In the end, there is no perfect way to estimate scaling laws, and using a method like Approach 3 as a ground-truth for comparison is not bulletproof evidence of the extent to which Approach 2 can be wrong. In other words, Approach 3 does not necessarily provide unbiased inference either, but the evidence presented over simulated data, real data, and in residual analysis, strongly suggests that it’s much closer to correct in practice.
Alternatives
The obvious alternative to Approach 2 is Approach 3. Like I mentioned above, this method has the advantage of providing something far closer to unbiased inference. Some less obvious things about it are:
- It is neither unstable, sensitive to initialization, nor prone to local minima with the right reparameterization.
- You actually need less data than Approach 2 to fit it, and our paper covers that in an argument on statistical efficiency.
- You can apply it to the same experimental data as Approach 2, unlike Chinchilla Approach 1.
- You don’t necessarily have to run IsoFLOP experiments for Approach 3.
- Approach 3 involves fitting far fewer parameters, which may not be an obvious difference to anyone that hasn’t thought much about the methods (and to say nothing about effective parameters fit).
- It can be just as simple to implement as Approach 2.
That first point is likely the most heterodox, so I’ll do my best to justify it. The 5 parameter Chinchilla loss surface paired with any typical objective function (Huber or MSE usually) gives a non-convex optimization. This means that local minima are hard to avoid unless you can search the optimization space extensively. This is why most applications of Approach 3 in practice frequently run optimizations multiple times from different starting points, or use some kind of grid search to find more optimal starting points.

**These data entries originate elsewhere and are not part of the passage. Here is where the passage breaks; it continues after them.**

Issue #363, opened 2021-02-01
Parser accepts statement that doesn't follow type-domain grammar


Zhouenze:
Hi,

I noticed that there's discrepancy between the grammar parser accepts and the grammar in [partiql.ion](https://github.com/partiql/partiql-lang-kotlin/blob/master/lang/resources/org/partiql/type-domains/partiql.ion).

```
    // In org.partiql.lang.syntax SqlParserTest.kt
    @Test
    fun reproError() {
        val parsedExprNode = parse("update test set x = set test.y = 6")  // Succeed
        println(parsedExprNode.toAstStatement())                          // Fail with IllegalStateException
    }
```

Seems like parser should throw `ParserException` in this case?

Thanks!

dlurton:
Seems related to: https://github.com/partiql/partiql-lang-kotlin/issues/354

PR #369, opened 2021-02-26
Fixes parser for the top level tokens

abhikuhikar:
Issue #363 

Fixes parser by traversing and validating the parse tree to ensure that the top level tokens are not present at the level(s) below. 

### DIFF
--- a/lang/src/org/partiql/lang/syntax/SqlParser.kt
+++ b/lang/src/org/partiql/lang/syntax/SqlParser.kt
@@ -997,7 +997,7 @@ class SqlParser(private val ion: IonSystem) : Parser {
         KEYWORD -> when (head?.keywordText) {
             in BASE_DML_KEYWORDS -> parseBaseDml()
             "update" -> tail.parseUpdate()
-            "delete" -> tail.parseDelete()
+            "delete" -> tail.parseDelete(head!!)
             "case" -> when (tail.head?.keywordText) {
                 "when" -> tail.parseCase(isSimple = false)
                 else -> tail.parseCase(isSimple = true)
@@ -1220,12 +1220,12 @@ class SqlParser(private val ion: IonSystem) : Parser {
         copy(type = type)
     }
 
-    private fun List<Token>.parseDelete(): ParseNode {
+    private fun List<Token>.parseDelete(name: Token): ParseNode {
         if (head?.keywordText != "from") {
             err("Expected FROM after DELETE", PARSE_UNEXPECTED_TOKEN)
         }
 
-        return tail.parseLegacyDml { ParseNode(DELETE, null, emptyList(), this) }
+        return tail.parseLegacyDml { ParseNode(DELETE, name, emptyList(), this) }
     }
 
     private fun List<Token>.parseUpdate(): ParseNode = parseLegacyDml {
@@ -1722,6 +1722,12 @@ class SqlParser(private val ion: IonSystem) : Parser {
         var rem = this
         if (rem.head?.type == EOF) {
             rem.err("No stored procedure provided", PARSE_NO_STORED_PROCEDURE_PROVIDED)
+        }
+
+        rem.forEach {
+            if (it.keywordText?.toLowerCase() == "exec") {
+                it.err("EXEC call found at unexpected location", PARSE_UNEXPECTED_TERM)
+            }
         }
 
         val procedureName = rem.head
@@ -2244,25 +2250,11 @@ class SqlParser(private val ion: IonSystem) : Parser {
         return ParseNode(ARG_LIST, null, items, rem)
     }
 
-    /**
-     * Checks that the given [Token] list does not have any top-level tokens outside of the top level query. Throws
-     * an error if so.
-     *
-     * Currently only checks for `EXEC`. DDL and DML along with corresponding error codes to be added in the future
-     * (https://github.com/partiql/partiql-lang-kotlin/issues/354).
-     */
-    private fun List<Token>.checkUnexpectedTopLevelToken() {
-        for ((index, token) in this.withIndex()) {
-            if (token.keywordText == "exec" && index != 0) {
-                token.err("EXEC call found at unexpected location", PARSE_EXEC_AT_UNEXPECTED_LOCATION)
-            }
-        }
-    }
 
     /**
      * Checks if the [ParseNode] requires to be only at top level. DML keyword tokens, for example, requires to be top level.
      */
-    private fun ParseNode.isTopLevelType() = type in listOf(UPDATE, DELETE, INSERT)
+    private fun ParseNode.isTopLevelType() = type in listOf(UPDATE, DELETE, INSERT, INSERT_VALUE, REMOVE, EXEC)
 
     /**
      * Validates tree to make sure that the top level tokens are not found below the top level
@@ -2270,7 +2262,8 @@ class SqlParser(private val ion: IonSystem) : Parser {
     private fun validateTopLevelNodes(node: ParseNode, level: Int) {
         // Note that for DML operations, top level parse node is of type 'FROM'. Hence the check level > 1
         if (level > 1 && node.isTopLevelType()) {
-            node.remaining.err("Type ${node.type} only expected at the top level", PARSE_UNEXPECTED_TERM)
+            node.token?.err("Type ${node.type} only expected at the top level", PARSE_UNEXPECTED_TERM)
+                ?: throw ParserException("Type ${node.type} only expected at the top level", PARSE_UNEXPECTED_TERM, PropertyValueMap())
         }
         node.children.map { validateTopLevelNodes(it, level + 1) }
     }
@@ -2278,7 +2271,6 @@ class SqlParser(private val ion: IonSystem) : Parser {
     /** Entry point into the parser. */
     override fun parseExprNode(source: String): ExprNode {
         val tokens = SqlLexer(ion).tokenize(source)
-        tokens.checkUnexpectedTopLevelToken()
         val node = tokens.parseExpression()
         val rem = node.remaining
         if (!rem.onlyEndOfStatement()) {
--- a/lang/src/org/partiql/lang/syntax/SqlParser.kt
+++ b/lang/src/org/partiql/lang/syntax/SqlParser.kt
@@ -2259,6 +2259,11 @@ class SqlParser(private val ion: IonSystem) : Parser {
         }
     }
 
+    /**
+     * Checks if the [ParseNode] requires to be only at top level. DML keyword tokens, for example, requires to be top level.
+     */
+    private fun ParseNode.isTopLevelType() = type in listOf(UPDATE, DELETE, INSERT)
+
     /** Entry point into the parser. */
     override fun parseExprNode(source: String): ExprNode {
         val tokens = SqlLexer(ion).tokenize(source)
@@ -2272,6 +2277,18 @@ class SqlParser(private val ion: IonSystem) : Parser {
                 else      -> rem.err("Unexpected token after expression", PARSE_UNEXPECTED_TOKEN)
             }
         }
+
+        // validate tree to make sure that the top level types are not found below the top level
+        fun validateTopLevelNodes(node: ParseNode, level: Int) {
+            // Note that for DML operations, top level parse node is of type 'FROM'. Hence the check level > 1
+            if (level > 1 && node.isTopLevelType()) {
+                rem.err("Type ${node.type} only expected at the top level", PARSE_UNEXPECTED_TERM)
+            }
+            node.children.map { validateTopLevelNodes(it, level + 1) }
+        }
+
+        validateTopLevelNodes(node, 0)
+
         return node.toExprNode()
     }
 
--- a/lang/src/org/partiql/lang/syntax/SqlParser.kt
+++ b/lang/src/org/partiql/lang/syntax/SqlParser.kt
@@ -55,7 +55,10 @@ class SqlParser(private val ion: IonSystem) : Parser {
         SIMPLE_PATH
     }
 
-    internal enum class ParseType(val isJoin: Boolean = false) {
+    /** If the property [isTopLevelType] is true, then the parse node of this ParseType will only be valid at top level in the query.
+     *  For example, EXEC, DDL and DML keywords can only be used at the top level in the query.
+     */
+    internal enum class ParseType(val isJoin: Boolean = false, val isTopLevelType: Boolean = false, val isDml: Boolean = false) {
         ATOM,
         CASE_SENSITIVE_ATOM,
         CASE_INSENSITIVE_ATOM,
@@ -100,22 +103,22 @@ class SqlParser(private val ion: IonSystem) : Parser {
         WHEN,
         ELSE,
         BAG,
-        INSERT,
-        INSERT_VALUE,
-        REMOVE,
+        INSERT(isTopLevelType = true, isDml = true),
+        INSERT_VALUE(isTopLevelType = true, isDml = true),
+        REMOVE(isTopLevelType = true, isDml = true),
         SET,
-        UPDATE,
-        DELETE,
+        UPDATE(isTopLevelType = true, isDml = true),
+        DELETE(isTopLevelType = true, isDml = true),
         ASSIGNMENT,
         FROM,
         FROM_CLAUSE,
         FROM_SOURCE_JOIN,
-        CREATE_TABLE,
-        DROP_TABLE,
-        DROP_INDEX,
-        CREATE_INDEX,
+        CREATE_TABLE(isTopLevelType = true),
+        DROP_TABLE(isTopLevelType = true),
+        DROP_INDEX(isTopLevelType = true),
+        CREATE_INDEX(isTopLevelType = true),
         PARAMETER,
-        EXEC;
+        EXEC(isTopLevelType = true);
 
         val identifier = name.toLowerCase()
     }
@@ -2252,16 +2255,11 @@ class SqlParser(private val ion: IonSystem) : Parser {
 
 
     /**
-     * Checks if the [ParseNode] requires to be only at top level. DML keyword tokens, for example, requires to be top level.
-     */
-    private fun ParseNode.isTopLevelType() = type in listOf(UPDATE, DELETE, INSERT, INSERT_VALUE, REMOVE, EXEC)
-
-    /**
      * Validates tree to make sure that the top level tokens are not found below the top level
      */
     private fun validateTopLevelNodes(node: ParseNode, level: Int) {
         // Note that for DML operations, top level parse node is of type 'FROM'. Hence the check level > 1
-        if (level > 1 && node.isTopLevelType()) {
+        if (node.type.isTopLevelType && ((node.type.isDml && level > 1) || (!node.type.isDml && level > 0))) {
             node.token?.err("Type ${node.type} only expected at the top level", PARSE_UNEXPECTED_TERM)
                 ?: throw ParserException("Type ${node.type} only expected at the top level", PARSE_UNEXPECTED_TERM, PropertyValueMap())
         }
--- a/lang/src/org/partiql/lang/syntax/SqlParser.kt
+++ b/lang/src/org/partiql/lang/syntax/SqlParser.kt
@@ -2264,6 +2264,17 @@ class SqlParser(private val ion: IonSystem) : Parser {
      */
     private fun ParseNode.isTopLevelType() = type in listOf(UPDATE, DELETE, INSERT)
 
+    /**
+     * Validates tree to make sure that the top level tokens are not found below the top level
+     */
+    private fun validateTopLevelNodes(node: ParseNode, level: Int) {
+        // Note that for DML operations, top level parse node is of type 'FROM'. Hence the check level > 1
+        if (level > 1 && node.isTopLevelType()) {
+            node.remaining.err("Type ${node.type} only expected at the top level", PARSE_UNEXPECTED_TERM)
+        }
+        node.children.map { validateTopLevelNodes(it, level + 1) }
+    }
+
     /** Entry point into the parser. */
     override fun parseExprNode(source: String): ExprNode {
         val tokens = SqlLexer(ion).tokenize(source)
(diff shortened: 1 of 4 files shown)


lang/test/org/partiql/lang/errors/ParserErrorsTest.kt
```diff
@@ -1246,6 +1246,16 @@ class ParserErrorsTest : TestBase() {
...
 
+    @Test
+    fun updateWithNestedSet() = checkInputThrowingParserException(
+        "UPDATE test SET x = SET test.y = 6",
+        ErrorCode.PARSE_UNEXPECTED_TERM,
+        mapOf(
+            Property.LINE_NUMBER to 1L,
+            Property.COLUMN_NUMBER to 35L,
+            Property.TOKEN_TYPE to TokenType.EOF,
+            Property.TOKEN_VALUE to ion.newSymbol("EOF")))
```
alancai98, line 1257: Shouldn't the unexpected parse term be `SET` here and not `EOF`?

alancai98 (changes requested):
The approach lgtm overall. Could add more top-level token checks to `EXEC` and other DML/DDL ops. Also may need more tests.

lang/test/org/partiql/lang/syntax/SqlParserTest.kt
```diff
@@ -2636,6 +2636,32 @@ class SqlParserTest : SqlParserTestBase() {
         """
     )
 
+    @Test
+    fun fromWhereSetDml() = assertExpression(
```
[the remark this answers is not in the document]
abhikuhikar: Ohh yes. I missed that. Thanks. I will remove it.

lang/src/org/partiql/lang/syntax/SqlParser.kt
```diff
@@ -2259,6 +2259,22 @@ class SqlParser(private val ion: IonSystem) : Parser {
         }
     }
 
+    /**
+     * Checks if the [ParseNode] requires to be only at top level. DML keyword tokens, for example, requires to be top level.
+     */
+    private fun ParseNode.isTopLevelType() = type in listOf(UPDATE, DELETE, INSERT)
+
+    /**
+     * Validates tree to make sure that the top level tokens are not found below the top level
```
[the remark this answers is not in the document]
abhikuhikar: Since it is a tree representation, "below" makes sense IMO.

lang/test/org/partiql/lang/errors/ParserErrorsTest.kt
```diff
@@ -1246,6 +1246,16 @@ class ParserErrorsTest : TestBase() {
             Property.TOKEN_TYPE to TokenType.EOF,
             Property.TOKEN_VALUE to ion.newSymbol("EOF")))
 
+    @Test
```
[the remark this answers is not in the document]
abhikuhikar: Thanks. Added tests for other top level tokens.

lang/test/org/partiql/lang/errors/ParserErrorsTest.kt
abhikuhikar: You are right. Thanks. I have made changes in the next revision.

lang/src/org/partiql/lang/syntax/SqlParser.kt
```diff
@@ -2259,6 +2259,22 @@ class SqlParser(private val ion: IonSystem) : Parser {
...
+     */
+    private fun validateTopLevelNodes(node: ParseNode, level: Int) {
+        // Note that for DML operations, top level parse node is of type 'FROM'. Hence the check level > 1
+        if (level > 1 && node.isTopLevelType()) {
+            node.remaining.err("Type ${node.type} only expected at the top level", PARSE_UNEXPECTED_TERM)
+        }
```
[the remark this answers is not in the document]
abhikuhikar: I think the logic remains the same for the top level tokens even if it is DML or not.

lang/src/org/partiql/lang/syntax/SqlParser.kt
```diff
@@ -2259,6 +2259,22 @@ class SqlParser(private val ion: IonSystem) : Parser {
         }
     }
 
+    /**
+     * Checks if the [ParseNode] requires to be only at top level. DML keyword tokens, for example, requires to be top level.
+     */
+    private fun ParseNode.isTopLevelType() = type in listOf(UPDATE, DELETE, INSERT)
```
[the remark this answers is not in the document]
abhikuhikar: Added.

lang/src/org/partiql/lang/syntax/SqlParser.kt
```diff
@@ -2259,6 +2259,22 @@ class SqlParser(private val ion: IonSystem) : Parser {
         }
     }
 
+    /**
+     * Checks if the [ParseNode] requires to be only at top level. DML keyword tokens, for example, requires to be top level.
+     */
```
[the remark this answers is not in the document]
abhikuhikar: Added `EXEC`.

lang/test/org/partiql/lang/errors/ParserErrorsTest.kt
```diff
@@ -1623,10 +1673,10 @@ class ParserErrorsTest : TestBase() {
...
-        ErrorCode.PARSE_EXEC_AT_UNEXPECTED_LOCATION,
+        ErrorCode.PARSE_UNEXPECTED_TERM,
         mapOf(
             Property.LINE_NUMBER to 1L,
-            Property.COLUMN_NUMBER to 16L,
-            Property.TOKEN_TYPE to TokenType.KEYWORD,
-            Property.TOKEN_VALUE to ion.newSymbol("exec")))
+            Property.COLUMN_NUMBER to 21L,
+            Property.TOKEN_TYPE to TokenType.IDENTIFIER,
+            Property.TOKEN_VALUE to ion.newSymbol("undrop")))
```
alancai98, line 1681: Shouldn't the unexpected term be `EXEC` here?

lang/src/org/partiql/lang/syntax/SqlParser.kt
```diff
@@ -2244,25 +2250,27 @@ class SqlParser(private val ion: IonSystem) : Parser {
...
     }
 
+
     /**
-     * Checks that the given [Token] list does not have any top-level tokens outside of the top level query. Throws
-     * an error if so.
-     *
-     * Currently only checks for `EXEC`. DDL and DML along with corresponding error codes to be added in the future
-     * (https://github.com/partiql/partiql-lang-kotlin/issues/354).
+     * Checks if the [ParseNode] requires to be only at top level. DML keyword tokens, for example, requires to be top level.
```
alancai98, line 2255: super nit: at least for me the kdoc wording is confusing. From the implementation, it checks the ParseNode's parse type is one of the top level types right? The first sentence could be something like:
```kotlin
/**
 * Returns true if and only if this [ParseType] is one of the top level types...
 */
```
For the second sentence, it might be helpful to also mention that DML can have `FROM` as the top-level node.

lang/src/org/partiql/lang/syntax/SqlParser.kt
```diff
@@ -2244,25 +2250,27 @@ class SqlParser(private val ion: IonSystem) : Parser {
...
-            if (token.keywordText == "exec" && index != 0) {
-                token.err("EXEC call found at unexpected location", PARSE_EXEC_AT_UNEXPECTED_LOCATION)
-            }
+    private fun ParseNode.isTopLevelType() = type in listOf(UPDATE, DELETE, INSERT, INSERT_VALUE, REMOVE, EXEC)
+
+    /**
+     * Validates tree to make sure that the top level tokens are not found below the top level
+     */
+    private fun validateTopLevelNodes(node: ParseNode, level: Int) {
+        // Note that for DML operations, top level parse node is of type 'FROM'. Hence the check level > 1
```
alancai98, line 2263: super nit: the top level parse node **could** be of type `FROM` (not necessary for all DML ops)

alancai98 (commented):
Just a few minor nits for the comments/kdoc I missed from the first review. I probably overloaded [this comment](https://github.com/partiql/partiql-lang-kotlin/pull/369#discussion_r584919948) from the first review, but will DDL ops also be included?

lang/src/org/partiql/lang/syntax/SqlParser.kt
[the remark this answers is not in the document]
alancai98: Sorry, I may have put too much in the first comment, but will [`DDL` keywords](https://github.com/partiql/partiql-lang-kotlin/blob/master/lang/resources/org/partiql/type-domains/partiql.ion#L234-L250) also be added?

lang/test/org/partiql/lang/errors/ParserErrorsTest.kt
abhikuhikar: It should be. But the associated token with the `EXEC` ParseNode is the name of the stored procedure. Hence, the issue. Ti get around with this, I think we can pass the name of the stored procedure in the arguments along with the other `arglist` or some such. But that's worthy of a separate issue.

lang/src/org/partiql/lang/syntax/SqlParser.kt
abhikuhikar: I will update it. Thanks.

lang/src/org/partiql/lang/syntax/SqlParser.kt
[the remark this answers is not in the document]
abhikuhikar: We can always add token types to the top level types list.

lang/src/org/partiql/lang/syntax/SqlParser.kt
abhikuhikar: It is for all DML ops if I am not wrong. I have updated the logic to take this into consideration.

abhikuhikar:
- Updated the logic to check for DDL commands as well. 
- Changed `ParseType` to include properties `isTopLevelType` and `isDml`.
- Added tests to cover DDL and DML top level token types.

lang/src/org/partiql/lang/syntax/SqlParser.kt
```diff
@@ -2244,25 +2253,22 @@ class SqlParser(private val ion: IonSystem) : Parser {
...
-    private fun List<Token>.checkUnexpectedTopLevelToken() {
-        for ((index, token) in this.withIndex()) {
-            if (token.keywordText == "exec" && index != 0) {
-                token.err("EXEC call found at unexpected location", PARSE_EXEC_AT_UNEXPECTED_LOCATION)
-            }
+    private fun validateTopLevelNodes(node: ParseNode, level: Int) {
+        // Note that for DML operations, top level parse node is of type 'FROM'. Hence the check level > 1
+        if (node.type.isTopLevelType && ((node.type.isDml && level > 1) || (!node.type.isDml && level > 0))) {
+            node.token?.err("Type ${node.type} only expected at the top level", PARSE_UNEXPECTED_TERM)
+                ?: throw ParserException("Type ${node.type} only expected at the top level", PARSE_UNEXPECTED_TERM, PropertyValueMap())
```
alancai98, line 2264: nit: I think the word "Type" shouldn't be included in the error message. Maybe it could be replaced with "Keyword"?

lang/src/org/partiql/lang/syntax/SqlParser.kt
```diff
@@ -2244,25 +2253,22 @@ class SqlParser(private val ion: IonSystem) : Parser {
...
+     * Validates tree to make sure that the top level tokens are not found below the top level
      */
-    private fun List<Token>.checkUnexpectedTopLevelToken() {
-        for ((index, token) in this.withIndex()) {
-            if (token.keywordText == "exec" && index != 0) {
-                token.err("EXEC call found at unexpected location", PARSE_EXEC_AT_UNEXPECTED_LOCATION)
-            }
+    private fun validateTopLevelNodes(node: ParseNode, level: Int) {
+        // Note that for DML operations, top level parse node is of type 'FROM'. Hence the check level > 1
+        if (node.type.isTopLevelType && ((node.type.isDml && level > 1) || (!node.type.isDml && level > 0))) {
```
alancai98, line 2262: nit: This can be a little hard to understand with so many logic symbols. Can this be simplified or broken into multiple if-statements?

lang/src/org/partiql/lang/syntax/SqlParser.kt
```diff
@@ -55,7 +55,10 @@ class SqlParser(private val ion: IonSystem) : Parser {
         SIMPLE_PATH
     }
 
-    internal enum class ParseType(val isJoin: Boolean = false) {
+    /** If the property [isTopLevelType] is true, then the parse node of this ParseType will only be valid at top level in the query.
+     *  For example, EXEC, DDL and DML keywords can only be used at the top level in the query.
+     */
+    internal enum class ParseType(val isJoin: Boolean = false, val isTopLevelType: Boolean = false, val isDml: Boolean = false) {
```
alancai98, line 61: How is the `isDml` parameter defined? `SET` is a DML op, yet `ParseType.SET` `isDml` is `false`.

lang/test/org/partiql/lang/errors/ParserErrorsTest.kt
```diff
@@ -1246,6 +1246,96 @@ class ParserErrorsTest : TestBase() {
             Property.TOKEN_TYPE to TokenType.EOF,
             Property.TOKEN_VALUE to ion.newSymbol("EOF")))
 
+    @Test
+    fun updateWithNestedSet() = checkInputThrowingParserException(
+        "UPDATE test SET x = SET test.y = 6",
```
alancai98, line 1251: So when I'm testing this query in the REPL, it gives the following:

```
PartiQL> UPDATE test SET x = SET test.y = 6;
org.partiql.lang.syntax.ParserException: Type UPDATE only expected at the top level
	Parser Error: at line 1, column 21: unexpected term found, KEYWORD : set
```
Shouldn't the 2nd line say `SET` and not `UPDATE`? I haven't had a chance to test w/ the other top-level tokens.

lang/src/org/partiql/lang/syntax/SqlParser.kt
alancai98: From the [partiql.ion](https://github.com/partiql/partiql-lang-kotlin/blob/master/lang/resources/org/partiql/type-domains/partiql.ion#L18-L26) grammar for DML ops, the `FROM` source is optional.

lang/src/org/partiql/lang/syntax/SqlParser.kt
abhikuhikar: So the `parseType` is different from the keyword or token, fortunately or unfortunately. I guess we can remove the error message - `type only expected at top level` altogether and just stay with the `unexpected term found` error  message.

lang/src/org/partiql/lang/syntax/SqlParser.kt
abhikuhikar: This is a legit observation. However, the `SET` `parseType` is not used anywhere. We can actually get rid of it.

lang/test/org/partiql/lang/errors/ParserErrorsTest.kt
abhikuhikar: The associated parse type is `UPDATE`.
I will change this to - `"Keyword ${node.token} only expected at the top level"`.
It makes more sense I guess and would be less confusing.

lang/src/org/partiql/lang/syntax/SqlParser.kt
abhikuhikar: It will make the code redundant. I also thought the conditional statement is complicated initially  but on the second glance it is not that complicated. 

```
if (node.type.isTopLevelType && level > 0) {
    if (node.type.isDml) {
        if (level > 1) {
            // throw error
        }
    } else {
        // throw error
    }
}
```

lang/src/org/partiql/lang/syntax/SqlParser.kt
abhikuhikar: Changed the property `isDml` to `true` for `SET`.

lang/src/org/partiql/lang/syntax/SqlParser.kt
abhikuhikar: Changed as mentioned above.

lang/src/org/partiql/lang/syntax/SqlParser.kt
abhikuhikar: Changed the error msg.

abhikuhikar:
Came across interesting edge case where the DML tokens are at top level. Updated the PR to handle these edge cases.

lang/src/org/partiql/lang/syntax/SqlParser.kt
```diff
@@ -2272,6 +2295,9 @@ class SqlParser(private val ion: IonSystem) : Parser {
                 else      -> rem.err("Unexpected token after expression", PARSE_UNEXPECTED_TOKEN)
             }
         }
+
+        validateTopLevelNodes(node, 0, 0)
```
alancai98, line 2299: nit: could add names to call args

```kotlin
validateTopLevelNodes(node = node, level = 0, topLevelTokens = 0)
```

lang/src/org/partiql/lang/syntax/SqlParser.kt
```diff
@@ -2244,25 +2253,39 @@ class SqlParser(private val ion: IonSystem) : Parser {
...
+            // Note that for DML operations, top level parse node may be of type 'FROM'. Hence the check level > 1
+            if (node.type.isDml) {
+                if (level > 1) {
+                    node.throwTopLevelParserError()
+                }
+            } else {
+                node.throwTopLevelParserError()
             }
         }
+        node.children.map { validateTopLevelNodes(it, level + 1, topTokens) }
```
alancai98, line 2283: nit: could add names to call args:

```kotlin
node.children.map { validateTopLevelNodes(node = it, level = level + 1, topLevelTokens = topTokens) }
```

lang/test/org/partiql/lang/errors/ParserErrorsTest.kt
```diff
@@ -1246,6 +1246,116 @@ class ParserErrorsTest : TestBase() {
...
+        mapOf(
+            Property.LINE_NUMBER to 1L,
+            Property.COLUMN_NUMBER to 21L,
+            Property.TOKEN_TYPE to TokenType.KEYWORD,
+            Property.TOKEN_VALUE to ion.newSymbol("create")))
+
+    @Test
+    fun nestedRemove() = checkInputThrowingParserException(
+        "REMOVE REMOVE y",
+        ErrorCode.PARSE_INVALID_PATH_COMPONENT,
```
alancai98, line 1332: Is there a reason this error is not `PARSE_UNEXPECTED_TERM`?

alancai98 (commented):
Just have a few minor nits and questions. The rest lgtm

lang/src/org/partiql/lang/syntax/SqlParser.kt
```diff
@@ -2244,25 +2253,39 @@ class SqlParser(private val ion: IonSystem) : Parser {
         return ParseNode(ARG_LIST, null, items, rem)
     }
 
+    private fun ParseNode.throwTopLevelParserError(): Nothing =
+        token?.err("Keyword $token only expected at the top level in the query", PARSE_UNEXPECTED_TERM)
```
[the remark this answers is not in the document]
abhikuhikar: Makes sense. Thanks. Changed it.

lang/test/org/partiql/lang/errors/ParserErrorsTest.kt
abhikuhikar: This is handled actively by the parser while parsing the `REMOVE` keyword.

lang/src/org/partiql/lang/syntax/SqlParser.kt
```diff
@@ -2244,25 +2253,39 @@ class SqlParser(private val ion: IonSystem) : Parser {
...
-     *
-     * Currently only checks for `EXEC`. DDL and DML along with corresponding error codes to be added in the future
-     * (https://github.com/partiql/partiql-lang-kotlin/issues/354).
+     * Validates tree to make sure that the top level tokens are not found below the top level
      */
-    private fun List<Token>.checkUnexpectedTopLevelToken() {
-        for ((index, token) in this.withIndex()) {
-            if (token.keywordText == "exec" && index != 0) {
-                token.err("EXEC call found at unexpected location", PARSE_EXEC_AT_UNEXPECTED_LOCATION)
+    private fun validateTopLevelNodes(node: ParseNode, level: Int, topLevelTokens: Int) {
```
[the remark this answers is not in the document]
abhikuhikar: Doesn't make a significant difference but you are right. This can be done with `Boolean`.

lang/src/org/partiql/lang/syntax/SqlParser.kt
abhikuhikar: Added.

lang/src/org/partiql/lang/syntax/SqlParser.kt
abhikuhikar: Added.

lang/src/org/partiql/lang/syntax/SqlParser.kt
```diff
@@ -2254,19 +2254,19 @@ class SqlParser(private val ion: IonSystem) : Parser {
...
-        token?.err("Keyword $token only expected at the top level in the query", PARSE_UNEXPECTED_TERM)
-        ?: throw ParserException("Keyword $token only expected at the top level in the query", PARSE_UNEXPECTED_TERM, PropertyValueMap())
+        token?.err("Keyword ${token.text} only expected at the top level in the query", PARSE_UNEXPECTED_TERM)
+        ?: throw ParserException("Keyword ${token?.text} only expected at the top level in the query", PARSE_UNEXPECTED_TERM, PropertyValueMap())
 
     /**
-     * Validates tree to make sure that the top level tokens are not found below the top level
+     * Validates tree to make sure that the top level tokens are not found below the top level.
+     * Top level tokens are the tokens or keywords which are valid to be used only at the top level in the query.
+     * i.e. these tokens cannot be used with a mix of other commands. Hence if more than one top level tokens are found
```
alancai98, line 2263: nit: "i.e. these tokens cannot be used with a mix of other ~commands~ top level tokens"? "commands" seems too generalized.

lang/src/org/partiql/lang/syntax/SqlParser.kt
```diff
@@ -2254,19 +2254,19 @@ class SqlParser(private val ion: IonSystem) : Parser {
...
+     * in the query then it is invalid.
+     * [level] is the current traversal level in the parse tree.
+     * If [topLevelTokenSeen] is true, it means it has been encountered at least once before while traversing the parse tree.
```
alancai98, line 2266: nit: description of `topLevelTokenSeen` could be more more specific. Consider "...it means a top level token has been previously encountered while traversing the parse tree"

alancai98 (approved):
Couple very minor nits for the kdoc of `validateTopLevelNodes`. Rest lgtm

lang/src/org/partiql/lang/syntax/SqlParser.kt
abhikuhikar: I believe the variable name itself tells it all.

Our paper proposes a reparameterization based on Variable Projection that flattens the 5D optimization into two dimensions. This doesn’t magically solve any problems related to non-convexity, but it makes super dense grid search very practical. You could even exhaustively search over the two parameters in the optimization, the (,) exponents, down to some desired level of decimal precision. This gets impractical beyond 4-5 sigfigs, so you could also do this to slightly lower precision and seed an optimization from there. Or you could do this in pure javascript with no linear algebra or optimization libraries in a few seconds and ~70 lines of code (to 1e-3 precision). I’m not sure why you’d want to do it that way – it makes my other point about this not necessarily being complicated to implement though. Better implementations can be found in our repo for the project at https://github.com/Open-Athena/vpnls.
Conclusion
I’m not entirely sure it was worth doing all this work to identify weaknesses in Approach 2. I was originally using it to fit a basic scaling law on some DNA data, and staring at enough wonky parabola fits ultimately got me thinking harder about how that method really works. If I had known that I’d eventually end up with an alternative that has many advantages on top of simply being more standard, I probably would have switched methods and called it a day. It just didn’t work out that way – the advantages were never clear at the start and they rolled out in a very nonlinear fashion.
Hopefully, there is something in between these simulations, proofs, the IsoFLOP data we gathered and curated, the reparameterization we proposed, and the literature we synthesized that will help nudge the space of scaling law modeling towards better standardization. In our paper, we gave more than 10 examples of analytical extensions to Chinchilla laws that have already been published. Many of these are very recent too, so I think it’s fair to say that this is a rapidly evolving space and that, much like the original Kaplan and Hoffmann scaling laws, its potential for long-term impact is high. I think it's also fair to say that the space would benefit a lot from more efficient, cohesive strategies for fitting experimental data.